There’s a joke among scientists: prediction is difficult, especially about the future. For Ross Stein, it wasn’t a joke after the Indian Ocean quake and tsunami in 2004. It killed some 275,000 people. “I just felt almost a sense of shame,” Stein says, “that this tragedy could have been so immense in a world where we have so much intense research effort.”
Stein’s a geophysicist at the U.S. Geological Survey. He says quake experts have learned a couple of important things over the last few years. They’ve learned from big quakes in China, Chile, Japan and New Zealand, as well as the Indian Ocean quake.
The first new idea is about aftershocks that follow a big earthquake. They’re not just a sort of quake death spasm; they can actually make more quakes more likely.
Take for example two recent quakes — one off the coast of Chile, and the Japanese Tohoku quake. “Even though these megaquakes in 2010 and 2011 were enormously damaging,” says Stein, “in airline parlance they were still near-misses.” They hit about 300 miles from Santiago and Tokyo, and that’s lucky. You’d think they’d dodged a bullet. But Stein says new research indicates they may be in more danger now. That’s because those quakes and aftershocks actually exported stress to other faults, faults close to Santiago and Tokyo.
And that’s bad. More stress could make them slip and cause another big quake near those cities. Says Stein: “So in the greater Tokyo area, the hazard is probably two to three times higher than it was before the 2011 main shock.”
Now, there is some good news here as well. Stein says the pattern and frequency of a megaquake’s aftershocks should give scientists a way to roughly calculate the chance of another subsequent quake — in fact, with more certainty than they can predict an initial quake.

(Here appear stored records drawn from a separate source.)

PR #40, opened 2020-11-05
Evaluate model

nsorros:
This PR introduces some changes to evaluate, predict and tag grants in light of the new neural model for disease mesh. There are two main changes here and a couple of smaller ones. The two main changes are

- evaluate ensemble becomes evaluate model and can now evaluate any deployed model
- evaluate model can accept multiple thresholds and in that case it calculates precision and recall for each threshold, a process we follow to set up a static threshold for all tags

There are a couple of things that are not optimal which I plan to fix in the future. Those are

- the model path directs which model is loaded and which predict function is called. it would be ideal if the models behaved in a more similar way after loading and that the path contained some meta information about how to load them. this way the code would be more uniformal and the complexity could be hidden behind a load function that takes instruction from a meta file
- the two tagging projects have separate functions but very similar code. in fact the code has converged nicely to a point where it is now easy to combine the functionality so that irrespective of whether it is the disease mesh tags or science tags the codebase is mostly the same especially in regards to predict and tag which should not differ

### DIFF
--- a/grants_tagger/predict.py
+++ b/grants_tagger/predict.py
@@ -21,7 +21,7 @@ DEFAULT_LABELBINARIZER_PATH = os.path.join(FILEPATH, '../models/label_binarizer.
 
 
 def load_model(model_path):
-    if 'pkl' in model_path[-4:]:
+    if model_path.endswith('.pkl'):
         with open(model_path, "rb") as f:
             model = pickle.loads(f.read())
             return model
--- a/grants_tagger/predict.py
+++ b/grants_tagger/predict.py
@@ -39,7 +39,7 @@ def predict_proba_ensemble_tfidf_svm_bert(X, model_paths):
         Y_pred_proba_model = model.predict_proba(X)
         Y_pred_proba.append(Y_pred_proba_model)
 
-    Y_pred_proba = np.sum(Y_pred_proba) / len(model_paths)
+    Y_pred_proba = np.array(Y_pred_proba).sum(axis=0) / len(model_paths)
     return Y_pred_proba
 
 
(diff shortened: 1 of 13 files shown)


nsorros:

grants_tagger/predict.py
```diff
@@ -20,25 +20,37 @@
 DEFAULT_LABELBINARIZER_PATH = os.path.join(FILEPATH, '../models/label_binarizer.pkl')
 
 
+def load_model(model_path):
+    if 'pkl' in model_path[-4:]:
```
aCampello, line 24: `model_path.endswith('.pkl')` will also do.

grants_tagger/predict_mesh.py
```diff
@@ -4,30 +4,73 @@
...
+            Y_pred_proba.append(Y_pred_proba_batch)
+        Y_pred_proba = vstack(Y_pred_proba)
+        return Y_pred_proba
+    else:
+        Y_pred = model.predict(X_vec)
+        return Y_pred
+
+
+def predict_mesh_tags(X, model_path, label_binarizer_path,
+                      probabilities=False, threshold=0.5,
```
aCampello, line 60: How does this `probabilities` compare with `probability` below? Is it the same (in which case you should call the function with `probability=probabilities` instead of `probability=True` ?

aCampello (approved):
Looks good to me. Some minor points. Agree with the point in the PR description that the code is getting a bit complicated with lots of `ifs` for different behaviours and different models and would be good to unify.

grants_tagger/predict.py
nsorros: 4f05ae3

PR #41, opened 2020-11-05
Neural model for MeSH results and configs

nsorros:
This PR adds configs and results for all experiments since CNN started working well (above 64%). As such the experiments recorded are variations on the first config that performs well and so far none of the variations has not exceeded that performance which builds on our confidence that parameters are well picked. We can not do an exhaustive search of params as training is expensive.

**Note**
I do not include results on evaluating the models against our grants as this requires some transformation of the data because of the data was initially shared. I plan to add that in a future PR


nsorros:

docs/mesh_results.md
```diff
@@ -10,6 +10,13 @@ MTI      | 0.49
 Version   | Approach    | Micro f1 in Pubs | Micro f1 in Grants | Description
 --------- | ----------- | ---------------- | ------------------ | -------
 2020.07.0 | tfidf-sgd   | 0.56             | 0.69               | tfidf-svm, bigrams, regularisation of 1e-9, removal of words appearing less than 5 times
+2020.9.0  | cnn         | 0.64             |                    | 1e-3 lr, 0.1 dr, 1e-7 l2, 4 layers, attention
+2020.9.1  | cnn         | 0.63             |                    | 1e-3 lr, 0.1 dr, **1e-8 l2**, 4 layers, attention
+2020.9.2  | cnn         | 0.64             |                    | 1e-3 lr, 0.1 dr, 1e-7 l2, 4 layers, ~~attention~~
+2020.9.3  | cnn         | 0.57             |                    | 1e-3 lr, 0.1 dr, 1e-7 l2, **0 layers**, attention
+2020.9.4  | cnn         | 0.62             |                    | 1e-3 lr, **0 dr**, 1e-7 l2, 4 layers, attention
```
aCampello, line 17: We don't have any result on grants?

aCampello (approved):
LGTM - I didn't verify carefully all config files but the results make sense. Why don't we have results on grants?

docs/mesh_results.md
nsorros: I will add separately. The problem is the format of the data that needs a bit of preprocessing to run the results. Will do very soon

PR #44, opened 2020-11-19
Convert threshold to float before evaluating

### LINKED ISSUE #43: Threshold is str instead of float in evaluate model
Evaluate model accepts thresholds as an str argument to allow for multiple comma separated thresholds but does not convert to float before evaluating which throws an error.

nsorros:
Fixes #43

### DIFF
--- a/grants_tagger/evaluate_model.py
+++ b/grants_tagger/evaluate_model.py
@@ -81,5 +81,7 @@ if __name__ == '__main__':
 
     # comma indicates multiple threshold to evaluate against
     if "," in threshold:
-        threshold = threshold.split(",")
+        threshold = [float(t) for t in threshold.split(",")]
+    else:
+        threshold = float(threshold)
     evaluate_model(models, data, label_binarizer, threshold)


nsorros:
@aCampello @lizgzil

grants_tagger/evaluate_model.py
```diff
@@ -81,5 +81,7 @@ def evaluate_model(model_path, data_path, label_binarizer_path, threshold):
 
     # comma indicates multiple threshold to evaluate against
     if "," in threshold:
-        threshold = threshold.split(",")
+        threshold = [float(t) for t in threshold.split(",")]
+    else:
+        threshold = float(threshold)
```
lizgzil, line 86: not sure how likely this scenario is, so feel free to ignore, but if someone inputs `threshold = '0.4, 0.5, '` (i.e. a comma at the end) this will break. Just thinking this might come up if you are reading from a file maybe?

lizgzil (approved):
I'll approve, but you might think my edge case scenario is worth accounting for

grants_tagger/evaluate_model.py
nsorros: interesting but i am tempted to say that this case is not supported for now

PR #48, opened 2020-12-14
Add CLI tool and remove unused scripts

### LINKED ISSUE #22: Create entrypoint for grants_tagger
Copy form jeff comment in #21 
> If you look here https://github.com/wellcometrust/rori/blob/master/setup.py#L23 at how we have entry_points set up on rori, it means that when you install grants_tagger onto a system, it will make an alias in /usr/bin/ so that you can run the package as a CLI tool, then you don't need to wrap the library in an outer python script to run it.
You can just to <entrypoint_name> --<arg> <value> without having to invoke python or anything.
Isn't necessary now, but worth noting for libs like this which have a CLI interface defined.

nsorros:
Fixes #22 

Creates CLI tools grants_tagger with commands
```
grants_tagger COMMAND

Commands
* train
* pretrain
* preprocess (subcommands `bioasq-mesh` and `wellcome-science`)
* predict
* tag
* tune (subcommands `thresholds` and `params`)
* download
* explain
* evaluate
```


grants_tagger/preprocess.py
```diff
@@ -34,14 +34,24 @@ def yield_preprocess_data(
     # cols = ['Grant Team', 'ERG', 'Lead Applicant', 'Organisation', 'Scheme', 'Title', 'Synopsis', 'Lay Summary', 'Qu.']
     processed_data = data.drop_duplicates(subset=["Grant_ID", "Sciencetags"])
     processed_data = processed_data.dropna(subset=["Synopsis"])
+    processed_data["intersection"] = processed_data["intersection"].str.replace("19: Maternal, Child", "19: Maternal Child")
+    processed_data["intersection"] = processed_data["intersection"].str.replace("24: Data Science, Computational", "24: Data Science Computational")
```
lizgzil, line 38: when i do `make test` the `test_preprocess.py` tests fail. This seems to be because the 'intersection' key isnt in the data for the tests? i dont think `tagger 1 only` is in them either. I wonder whether it's worth doing a processed_data.get('intersection') or should intersection just always be in the data being processed?

grants_tagger/preprocess.py
```diff
@@ -34,14 +34,24 @@ def yield_preprocess_data(
...
     processed_data = processed_data.groupby('Grant_ID').agg({
         'Sciencetags': lambda x: ",".join(x),
         'Title': lambda x: x.iloc[0],
         'Synopsis': lambda x: x.iloc[0],
         'Lay Summary': lambda x: x.iloc[0],
         'Qu.': lambda x: x.iloc[0],
         'Scheme': lambda x: x.iloc[0],
-        'Team': lambda x: x.iloc[0]
+        'Team': lambda x: x.iloc[0],
+        'Tagger1_tags': lambda x: x.iloc[0]
```
lizgzil, line 54: also i think you might want to add 'intersection' and 'tagger 1 only' to the output?

lizgzil (commented):
make tests fail on test_preprocess.py :(

grants_tagger/preprocess.py
nsorros: what do you mean? i add them here, as there are multiple duplicate rows in the data. Kirstin broke the data to one row per tag for the tags with all other information duplicated. so all i am doing here is choosing one of the rows.

nsorros:
> make tests fail on test_preprocess.py :(

i am aware, will fix today 👍

grants_tagger/preprocess.py
nsorros: should it always be? that's a good question, probably not. let me think about it.

grants_tagger/preprocess.py
lizgzil: ah yeh sorry I didnt notice that you use them to create "Tagger1_tags"

lizgzil (approved):
tests pass 👍

nsorros:
> tests pass 👍

perfect, i will give them an opportunity to pass here as well and merge

PR #49, opened 2020-12-15
Increase test coverage

### LINKED ISSUE #19: Add tests for predict
Atm predict loads the models and binarizer outside the context of any function so tests would fail as they do not have access to the models. I wonder what is the best way to add tests here? Should I somehow include the models somewhere where the tests can access them, should i load the models inside the function? @jdu any thoughts?

nsorros:
Adds tests and fixes bugs along the way

Fixes #19


lizgzil (approved):
tests pass and the code looks good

So that’s one lesson learned. Here’s another. In Japan, it was a tectonic plate boundary out in the ocean that caused the quake and tsunami. Scientists had been watching it, and they knew it could go sometime. But they figured if it did, only one section at a time would rupture, kind of like a button or two on a shirt popping. They were wrong. It unzipped.
“What happened in Tohoku is the whole thing ruptured and created a much larger earthquake than had previously been anticipated,” says Ned Field, a geophysicist with the USGS. Field says geoscientists now view some fault systems as closely tied together; when one part ruptures, others follow. “We’re recognizing that rather than having these isolated magnitude 7-ish type earthquakes,” he says, “on occasion these faults can link up into much larger earthquakes.”
So, in effect, what scientists are learning is that a big quake can be contagious, either right away, or over a period of months or years.
This has implications. Field is rewriting the earthquake hazard plan for California, due out by the end of the year. The new version will incorporate the idea that if a quake hits nearby, chances of another one go up. “That may be a basis for going out and getting more earthquake insurance for the next year,” he says, since your risk will rise. Or it might induce you to do a little home reinforcement to make your house more resilient.
Stein, who describes the latest quake research in the journal Science, says geoscientists now have more to offer the public. “We owe them our best effort at depicting where the hazard is high,” he says, “so people can be aware of it and make decisions.”